**What you are asked to do**
What appears from the first line of the data below through the line containing "The tokens are", both included, should be copied exactly, and nothing else.

**Collected data**
PR #6750, opened 2023-02-01

atsareg:
This PR adds possibility to submit pilots with tokens. It replaces #6580 PR which was corrupted and restarted anew here.
See review comments and answers there.

The tokens are obtained by SiteDirectors via a standard mechanism from the TokenManager. Using OAuth2 IdProviders with pilot tokens generated from the long tokens in the TokenDB are supported.

 In order to use the oidc-agent instead of the OAuth2 flow, a new OidcAgentIdProvider is added. This can be useful in some environments, also for debugging.  The oidc-agent is supposed to have a client created with the name of the user submitting pilots and having necessary compute scopes.

The following ComputingElements should be enabled with the tokens:

- [x] HTCondorCE
- [x] ARC/ARC6
- [x] AREX

    The case of CloudComputingElement is not addressed specifically as it can be solved by using Application Credentials authentication mechanism where Application Credentials can be created after authentication with OAuth2 tokens.

BEGINRELEASENOTES

*Framework
FIX: TokenManager - use refreshToken flow to generate access tokens from the stored refresh tokens

*WorkloadManagement

*Resources
NEW: HTCondorComputingElement, ARC(6)ComputingElement and AREXComputingElement enabled to for job operations with tokens

ENDRELEASENOTES


src/DIRAC/Resources/Computing/AREXComputingElement.py
```diff
@@ -93,6 +95,18 @@ def _reset(self):
 
     #############################################################################
 
+    def setToken(self, token, valid=0):
```
aldbr: `setToken()` and `self.valid` does not seem to be used, is this expected?

Also, the content of `AREX.setToken()` is similar to the content of `ComputingElement.setToken()`, here is a suggestion:

```python
def setToken(self, token, valid=0):
    """..."""
    super(AREXComputingElement, self).setToken()
    self.headers["Authorization"] = f"Bearer {self.token['access_token']}"
```

src/DIRAC/Resources/Computing/HTCondorCEComputingElement.py
```diff
@@ -237,6 +251,40 @@ def _reset(self):
...
+            htcEnv = {"_CONDOR_SEC_CLIENT_AUTHENTICATION_METHODS": "GSI"}
+
+        result = executeGridCommand(
+            self.proxy,
+            cmd,
+            gridEnvScript=self.gridEnv,
+            gridEnvDict=htcEnv,
+        )
+        # Remove token file if we do not want to keep it
+        if tFile:
```
aldbr, line 279: If `self.token` is not defined here `tFile` is not initialized and does not exist.
`tFile=None` should be moved before `self.token`.

src/DIRAC/FrameworkSystem/private/authorization/AuthServer.py
```diff
@@ -441,12 +441,12 @@ def validateIdentityProvider(self, request, provider):
...
         groupProvider = getIdPForGroup(request.group) if request.groups else None
 
-        # If requested access token for group that is not registred in any identity provider
+        # If requested access token for group that is not registered in any identity provider
         # or the requested provider does not match the group return error
         if request.group and not groupProvider and "proxy" not in request.scope:
             raise Exception("The %s group belongs to the VO that is not tied to any Identity Provider." % request.group)
 
-        sLog.debug("Check if %s identity provider registred in DIRAC.." % request.provider)
+        sLog.debug("Check if %s identity provider registered in DIRAC.." % request.provider)
```
aldbr:
```suggestion
        sLog.debug(f"Check if {request.provider} identity provider registered in DIRAC...")
```

src/DIRAC/FrameworkSystem/private/authorization/AuthServer.py
```diff
@@ -441,12 +441,12 @@ def validateIdentityProvider(self, request, provider):
         # Find identity provider for group
         groupProvider = getIdPForGroup(request.group) if request.groups else None
 
-        # If requested access token for group that is not registred in any identity provider
+        # If requested access token for group that is not registered in any identity provider
         # or the requested provider does not match the group return error
         if request.group and not groupProvider and "proxy" not in request.scope:
             raise Exception("The %s group belongs to the VO that is not tied to any Identity Provider." % request.group)
```
aldbr, line 447:
```suggestion
            raise Exception(f"The {request.group} group belongs to the VO that is not tied to any Identity Provider")
```

src/DIRAC/Resources/IdProvider/IdProvider.py
```diff
@@ -26,3 +33,27 @@ def setParameters(self, parameters):
...
+        """Get DIRAC groups related to scope"""
+        groups = []
+        for group in getAllGroups():
+            if (g_scope := self.getGroupScopes(group)) and set(g_scope).issubset(scope_to_list(scope)):
+                groups.append(group)
+        return groups
+
+    def refreshToken(self, refreshToken=None, **kwargs):
+
+        return S_ERROR("Not implemented")
```
chrisburr: How about making this an abstract base class so it can only be used if you have an actual implementation?

```
In [1]: from abc import ABCMeta, abstractmethod
   ...:
   ...: class AbstractIdProvider(metaclass=ABCMeta):
   ...:     @abstractmethod
   ...:     def refreshToken(self, refreshToken=None, **kwargs):
   ...:         ...
   ...:
   ...: class CheckInIdProvider(AbstractIdProvider):
   ...:     def refreshToken(self, refreshToken=None, **kwargs):
   ...:         print("Hello world")
   ...:

In [2]: AbstractIdProvider()
Cell In[2], line 1
----> 1 AbstractIdProvider()

TypeError: Can't instantiate abstract class AbstractIdProvider with abstract method refreshToken

In [3]: CheckInIdProvider()
Out[3]: <__main__.CheckInIdProvider at 0x7f1293768a90>
```

src/DIRAC/FrameworkSystem/private/authorization/AuthServer.py
```diff
@@ -282,7 +282,7 @@ def parseIdPAuthorizationResponse(self, response, session):
         :return: S_OK(dict)/S_ERROR()
         """
         providerName = session.pop("Provider")
-        sLog.debug("Try to parse authentification response from %s:\n" % providerName, pprint.pformat(response))
+        sLog.debug("Try to parse authentication response from %s:\n" % providerName, pprint.pformat(response))
```
aldbr:
```suggestion
        sLog.debug(f"Try to parse authentication response from {providerName}:\n{pprint.pformat(response)}")
```

src/DIRAC/Resources/IdProvider/IdProvider.py
atsareg: What is a real advantage of creating an abstract class ?

chrisburr: * When we configure it incorrectly we don't get `{"OK": False, "Message": "Not implemented"}` in the logs with no idea where it came from
* It becomes impossible to instantiate the base class so you get an error as early as possible
* Static analysers are more likely to be able to understand what you're doing
* The abstract methods don't need to return failures so you can still use `super()` to call them and get correct MRO (though I hope we don't have any class hierarchies that are complex enough for that to matter)

src/DIRAC/Resources/Computing/AREXComputingElement.py
```diff
@@ -29,12 +29,14 @@
...
 import json
 import requests
+import datetime
 
 from DIRAC import S_OK, S_ERROR
 from DIRAC.Core.Security import Locations
 from DIRAC.Core.Security.ProxyInfo import getVOfromProxyGroup
 from DIRAC.Core.Security.X509Chain import X509Chain  # pylint: disable=import-error
 from DIRAC.Resources.Computing.ARCComputingElement import ARCComputingElement
+from DIRAC.Core.Utilities.TimeUtilities import second
```
aldbr: Not needed anymore
```suggestion

```

src/DIRAC/Resources/Computing/AREXComputingElement.py
```diff
@@ -29,12 +29,14 @@
 import os
 import json
 import requests
+import datetime
```
aldbr: Not needed anymore
```suggestion

```

src/DIRAC/Resources/IdProvider/OidcAgentIdProvider.py
```diff
@@ -0,0 +1,36 @@
...
+
+import subprocess
+
+from DIRAC import S_OK, S_ERROR
+from DIRAC.Core.Utilities.Subprocess import shellCall
+from DIRAC.Resources.IdProvider.IdProvider import IdProvider
+from DIRAC.FrameworkSystem.private.authorization.utils.Tokens import OAuth2Token
+
+
+class OidcAgentIdProvider(IdProvider):
```
aldbr: I am probably missing some details here, but it seems like there is an "architectural issue": In the `IdProvider` directory, I see a mix between identity providers (`IAM`, `CheckIn`), protocols (`OAuth2`) and methods to get tokens (`OIDCAgent`).

In the current model, you cannot get IAM/CheckIn scopes from a group if you use `OIDCAgentIdProvider`, can you?
Also, there is no `getToken()` in `OAuth2IdProvider`, is it expected? (`OAuth2IdProvider.fetchToken()` looks very similar though).

Here is a suggestion:


IdProvidersUML

src/DIRAC/Resources/Computing/ARCComputingElement.py
```diff
@@ -390,6 +394,10 @@ def killJob(self, jobIDList):
         for jobID in jobList:
             jobs.append(self._getARCJob(jobID))
 
+        # Set the token in the environment if needed
+        if self.token:
+            os.environ["BEARER_TOKEN"] = self.token["access_token"]
```
fstagni: I see a repeated pattern in most of these methods (common to at least ARC, ARC6, AREX), that is: 
1. call `_prepareProxy`, set it in `os.environ["X509_USER_PROXY"]`
2. add token to `os.environ["BEARER_TOKEN"]` if it exists

I would suggest to code a simple decorator that would do the above operations. It would reduce code repetition and have a clear entry pointy for future modifications.

src/DIRAC/Resources/Computing/HTCondorCEComputingElement.py
```diff
@@ -367,42 +430,82 @@ def getJobStatus(self, jobIDList):
...
             resultDict[job] = pilotStatus
 
+        if self.tokenFile:
+            os.remove(self.tokenFile)
+            self.tokenFile = None
+
         self.log.verbose("Pilot Statuses: %s " % resultDict)
         return S_OK(resultDict)
 
+    def _treatCondorHistory(self, condorHistCall, qList):
```
fstagni, line 471: Did you move this from `DIRAC.Resources.Computing.BatchSystems.Condor.treatCondorHistory`? Why?
Anyway, you can remove the import now but mostly remove the other code to avoid duplications?

src/DIRAC/Resources/Computing/HTCondorCEComputingElement.py
```diff
@@ -367,42 +430,82 @@ def getJobStatus(self, jobIDList):
...
+        """concatenate clusterID and processID to get the same output as condor_q
+        until we can expect condor version 8.5.3 everywhere
+
+        :param str condorHistCall: condor_history command to run
+        :param qList: list of jobID and status from condor_q output, will be modified in this function
+        :type qList: python:list
```
fstagni:
```suggestion
        :param list qList: list of jobID and status from condor_q output, will be modified in this function
```

src/DIRAC/Resources/IdProvider/OidcAgentIdProvider.py
fstagni: I second @aldbr here. I would just integrate also the suggestion of @chrisburr above to make `IdProvider`, and also this new (?) `AccessStrategy` modules Abstract Classes (there would no be more "extensions" rather than "implementations" then...)

Q to @aldbr : in the drawing above are "OAuth2" and "@OAuth2lib" the "same" (apart from they inherit from)?

And in general, I think we agreed that we might not really want to support oidc-agent.

aldbr: By the way, I wonder whether the term of `IdProvider` is adapted in this context.
In the papers I have read so far, `IAM` and `CheckIn` are defined as `Token Issuer` or `OpenID Providers`, while `IdProvider` refers to services that actually store information about the users such as `Google`, `Facebook`, `CERN?`.

What do you think?

aldbr: > Q to @aldbr : in the drawing above are "OAuth2" and "@OAuth2lib" the "same" (apart from they inherit from)?

Yes I didn't specify it sorry, but `OAuth2` in the current model = `OAuth2lib` in the suggested model.

src/DIRAC/Resources/IdProvider/IdProvider.py
atsareg: MRO ?

src/DIRAC/Resources/IdProvider/OidcAgentIdProvider.py
atsareg: The OidcAgentIdProvider removed in favor of a method in the OAuth2IdProvider class

src/DIRAC/Resources/Computing/ARCComputingElement.py
atsareg: Agreed

src/DIRAC/Resources/IdProvider/IdProvider.py
atsareg: Updated

src/DIRAC/FrameworkSystem/private/authorization/AuthServer.py
atsareg: Updated

atsareg:
I hope to have addressed all the comments. Please, rereview

src/DIRAC/FrameworkSystem/Service/TokenManagerHandler.py
```diff
@@ -177,7 +177,7 @@ def __checkProperties(self, requestedUserDN: str, requestedUserGroup: str):
     @gTokensSync
     def export_getToken(
         self,
-        username: str,
+        userName: str,
```
chrisburr, line 179: Does this need to be changed? It becomes inconsistent with other usages like `getDNForUsername`.

src/DIRAC/Resources/Computing/ARCComputingElement.py
```diff
@@ -88,6 +87,29 @@
...
+        # Prepare first the proxy
+        result = self._prepareProxy()
+        if not result["OK"]:
+            self.log.error("ARCComputingElement: failed to set up proxy", result["Message"])
+            return result
+        self.usercfg.ProxyPath(os.environ["X509_USER_PROXY"])
+
+        # Set the token in the environment if needed
+        if self.token:
+            os.environ["BEARER_TOKEN"] = self.token["access_token"]
```
chrisburr, line 106: Should this be cleaned from the environment after the function returns?

src/DIRAC/Resources/IdProvider/IdProvider.py
```diff
@@ -1,9 +1,12 @@
...
 """
-from DIRAC import gLogger
 
+from abc import ABCMeta, abstractmethod
 
-class IdProvider:
+from DIRAC import gLogger, S_ERROR
+
+
+class IdProvider(metaclass=ABCMeta):
```
aldbr: Do we keep `IdProvider`?
I thought we would just have `OAuth2IDProvider` as the base class, with `IAM` and `CheckIn` inheriting from it.

src/DIRAC/Resources/Computing/AREXComputingElement.py
```diff
@@ -93,6 +93,17 @@ def _reset(self):
 
     #############################################################################
 
+    def setToken(self, token, valid=0):
```
chrisburr: Does it make sense to have `valid=0` as an optional argument? If the default is 0 I guess it always needs to be set:
```suggestion
    def setToken(self, token, valid):
```

src/DIRAC/Resources/IdProvider/IdProvider.py
```diff
@@ -13,16 +16,20 @@ def __init__(self, **kwargs):
...
+        self._initialize()
 
-    def _initialization(self, **kwargs):
+    def _initialize(self):
         """Initialization"""
-        pass
+        self.name = self.parameters.get("ProviderName")
 
-    def setParameters(self, parameters):
+    def setParameters(self, parameters: dict):
```
chrisburr: `dict` isn't a valid type hint. The types of the keys should be included in square brackets.

src/DIRAC/Resources/IdProvider/OAuth2IdProvider.py
```diff
@@ -560,3 +560,27 @@ def getUserProfile(self):
         except Exception as e:
             self.log.exception(e)
             return S_ERROR("Cannot get user profile: %s" % repr(e))
+
+    def getTokenFromAgent(self, userName: str, requiredScope=None, requiredTimeLeft=3500):
```
chrisburr: I thought we decided not to have any code for `oidc-agent`?

src/DIRAC/Resources/Computing/HTCondorCEComputingElement.py
```diff
@@ -237,6 +251,40 @@ def _reset(self):
...
 
+    def _executeCondorCommand(self, cmd, keepTokenFile=False):
+
+        tFile = None
+        if self.token:
+            # Create a new token file if we do not keep it across several calls
+            if keepTokenFile:
+                tFile = self.tokenFile
+            if not tFile:
+                fd, tFile = tempfile.mkstemp(suffix=".token", prefix="HTCondorCE_", dir=self.workingDirectory)
```
chrisburr: Do these files ever get cleaned up?

src/DIRAC/FrameworkSystem/Service/TokenManagerHandler.py
```diff
@@ -211,39 +211,40 @@ def export_getToken(
...
-                    return result
-                self.log.verbose(f"Failed to get token with cached tokens: {result['Message']}")
-                # Let's try to revoke broken token
-                idpObj.revokeToken(token["refresh_token"])
 
         err = []
-        # The cache did not help, so let's make an exchange token
-        result = Registry.getDNForUsername(username)
+        # Do we have an oidc-agent configured ? If yes, try to use it
+        if userName in idpObj.parameters.get("OIDCAgentUsers", []):
```
aldbr: The `OIDC-agent` will not be supported within DIRAC, therefore I would not include it as an option of the `TokenManagerHandler` (IMHO, it adds more complexity than before where the implementation was encapsulated in a separate class).

Last time you said that it was a recommended solution, where did you hear/see this?
I still don't get why we need it somewhere in the code.

src/DIRAC/FrameworkSystem/API/AuthHandler.py
```diff
@@ -435,9 +435,9 @@ def __researchDIRACGroup(self, extSession, chooseScope, state):
         username = extSession["authed"]["username"]
         # Requested arguments in first request
         provider = firstRequest.provider
-        self.log.debug("Next groups has been found for %s:" % username, ", ".join(firstRequest.groups))
+        self.log.debug("The following groups found for %s:" % username, ", ".join(firstRequest.groups))
```
chrisburr:
```suggestion
        self.log.debug("The following groups found", f"for {username}: {', '.join(firstRequest.groups)}")
```

src/DIRAC/FrameworkSystem/Service/TokenManagerHandler.py
```diff
@@ -211,39 +211,40 @@ def export_getToken(
...
+                self.__tokensCache.add(
+                    cacheKey,
+                    result["Value"].get_claim("exp", "refresh_token") or self.DEFAULT_RT_EXPIRATION_TIME,
+                    result["Value"],
+                )
+                return result
+            else:
+                err.append(result["Message"])
+
+        # No luck so far, let's refresh the token stored in the database
```
chrisburr, line 230: I'm struggling to understand where this is using the REST interface of IAM/CheckIn to get the tokens. Am I missing somthing?

src/DIRAC/WorkloadManagementSystem/ConfigTemplate.cfg
```diff
@@ -279,6 +279,8 @@ Agents
     CETypes = any
     # List of CEs that will be treated by this SiteDirector ("any" can refer to any type of CE defined in the CS)
     CEs = any
+    # List of Tags that are required to be present in the CE/Queue definition
+    Tags =
```
fstagni, line 283: Should it be more like "RequiredTags"?

src/DIRAC/FrameworkSystem/Service/TokenManagerHandler.py
aldbr: IIUC, here: https://github.com/DIRACGrid/DIRAC/pull/6750/files/d94157958af74dffd0dca4abea0ef82cf6106342#diff-d582aa662e6992b4d896c3050cfb033627550a2c5ea1f0b67f6f54298c0647beR262

If `idpObj` is an instance of `OAuth2IdProvider`, then it calls `authlib.OAuthClient.refreshToken()` which makes the REST request.
(`OAuth2IdProvider` inherits from `OAuth2Session`, which inherits from `authlib.OAuth2Session`, which inherits from `authlib.OAuth2Client`)

src/DIRAC/WorkloadManagementSystem/ConfigTemplate.cfg
atsareg: No, these are not the Tags required by the site to be present in the Jobs. This is the semantics of the RequiredTags option. This is to say that the SiteDirector only serves sites with certain properties.

src/DIRAC/Resources/Computing/HTCondorCEComputingElement.py
atsareg: Yes. Either in this same function if keeping tokens across several calls is not requested. Or in the calling function, e.g. killJob,  where the same token file is used for several calls.

src/DIRAC/Resources/IdProvider/OAuth2IdProvider.py
atsareg: I think this does not harm and can be useful without any extra charge

src/DIRAC/Resources/IdProvider/IdProvider.py
atsareg: Never used it before. Should we probably discuss how to use type hints in the DIRAC code ? Use it systematically, or just when updating codes, or... For example, the syntax without square brackets is apparently also valid as the tests pass.

src/DIRAC/Resources/Computing/ARCComputingElement.py
atsareg: I do not think it is necessary. This is only the environment of a single SiteDirector for which there is a single possible value.

src/DIRAC/Resources/Computing/HTCondorCEComputingElement.py
chrisburr: I'd suggest using `NamedTemporaryFile` rather than `mkstemp` in which case the file will be cleaned automatically when the object is garbage collected.

src/DIRAC/FrameworkSystem/Service/TokenManagerHandler.py
atsareg: We do have conventions on variables naming that we should follow. I will correct for that also the Registry helper

src/DIRAC/Resources/IdProvider/IdProvider.py
atsareg: Well, if there is such a strong consensus against the oidc-agent, I will drop it. Farewell, you were very useful for the tests ...

src/DIRAC/Resources/Computing/HTCondorCEComputingElement.py
```diff
@@ -168,6 +170,17 @@ def __writeSub(self, executable, nJobs, location, processors):
 
         executable = os.path.join(self.workingDirectory, executable)
 
+        useCredentials = "use_x509userproxy = true"
+        if tokenFile:
+            useCredentials = (
```
andresailer: please use `textwrap.dedent` https://docs.python.org/3/library/textwrap.html#textwrap.dedent

src/DIRAC/Resources/IdProvider/IdProvider.py
fstagni: There is an issue for this: https://github.com/DIRACGrid/DIRAC/issues/6315

I think that as for other cases of syntax updates we should rely on existing tools rather than try to do it ourselves.

src/DIRAC/Resources/Computing/HTCondorCEComputingElement.py
```diff
@@ -168,6 +170,17 @@ def __writeSub(self, executable, nJobs, location, processors):
...
+                """
+use_x509userproxy = true
```
andresailer: This is now always present, is that intentional? if yes, why not leave it in the default?

src/DIRAC/Resources/IdProvider/IdProvider.py
atsareg: Well, I tried the abstract class to see it works. It works. So, I can drop it now :)

src/DIRAC/FrameworkSystem/Service/TokenManagerHandler.py
atsareg: OK, I will drop it. After the initial testing, this is not actually important.

src/DIRAC/Resources/IdProvider/IdProvider.py
chrisburr: > For example, the syntax without square brackets is apparently also valid as the tests pass.

cpython doesn't use the type hints at runtime and we don't have any CI jobs to check them so you can put almost anything without breaking the tests.

src/DIRAC/Resources/Computing/HTCondorCEComputingElement.py
atsareg: Yes, we always ask to pass X509 proxy to the job environment, even if we submit with tokens.

src/DIRAC/Resources/Computing/HTCondorCEComputingElement.py
```diff
@@ -188,7 +201,7 @@ def __writeSub(self, executable, nJobs, location, processors):
         sub = """
 executable = %(executable)s
 universe = %(targetUniverse)s
-use_x509userproxy = true
+%(useCredentials)s
```
andresailer, line 205:
```suggestion
use_x509userproxy = true
%(useCredentials)s
```
And remove from useCredentials

atsareg: Agreed

src/DIRAC/Resources/Computing/HTCondorCEComputingElement.py
atsareg: OK, done

atsareg:
I do not see the problematic commit message in the interactive rebase, so I can not fix it. Any idea how this can be overcome ?

chaen:
Squash all your commits in one or two (it's much nicer in general)

atsareg:
Something went wrong with squashing commits. Redoing the PR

**Solved problem**
PR #6750, opened 2023-02-01

atsareg:
This PR adds possibility to submit pilots with tokens. It replaces #6580 PR which was corrupted and restarted anew here.
See review comments and answers there.

The tokens are obtained by SiteDirectors via a standard mechanism from the TokenManager. Using OAuth2 IdProviders with pilot tokens generated from the long tokens in the TokenDB are supported.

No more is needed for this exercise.